PR #8274, opened 2020-11-14
Try using current location as map default

cconard96:
| Q             | A
| ------------- | ---
| Bug fix?      | no
| New feature?  | yes
| BC breaks?    | no
| Deprecations? | no
| Tests pass?   | yes
| Fixed tickets | -

Try to make it easier to assign geolocation data by defaulting the map view to the current location (Or as close as we can approximate) if the user allows us to use their location. If not, fall back on the previous defaults.
If we can get geolocation data, the map zoom level is adjusted based on the reported accuracy.
This only works over HTTPS or localhost. If those requirements don't apply to the user, they will see the original functionality.

Tested on a desktop (very-low accuracy) and a cell phone (high accuracy) and the zoom levels seemed appropriate.

### DIFF
--- a/inc/mapgeolocation.class.php
+++ b/inc/mapgeolocation.class.php
@@ -83,58 +83,84 @@ trait MapGeolocation {
       }
 
       $(function(){
-         map_elt = initMap($('#setlocation_container'), 'setlocation', '200px');
-
-         var osmGeocoder = new L.Control.OSMGeocoder({
-            collapsed: false,
-            placeholder: '".__s('Search')."',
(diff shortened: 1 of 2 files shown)


trasher:
I've not tested yet, code sounds correct. On which browsers did you test?

orthagh (approved):

cconard96:
Tested on:
- Edge (Chromium version on Windows)
- Firefox (Windows, Linux)
- Chrome (Windows, Linux, Android)

trasher (approved):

=-=-=-=-=

WORK TO BE COMPLETED
Ending with the line containing "Fixed tickets |", please print exactly the lines of the material above from its first line onward, and nothing else.

SOLUTION FOR THIS PROBLEM
PR #8274, opened 2020-11-14
Try using current location as map default

cconard96:
| Q             | A
| ------------- | ---
| Bug fix?      | no
| New feature?  | yes
| BC breaks?    | no
| Deprecations? | no
| Tests pass?   | yes
| Fixed tickets | -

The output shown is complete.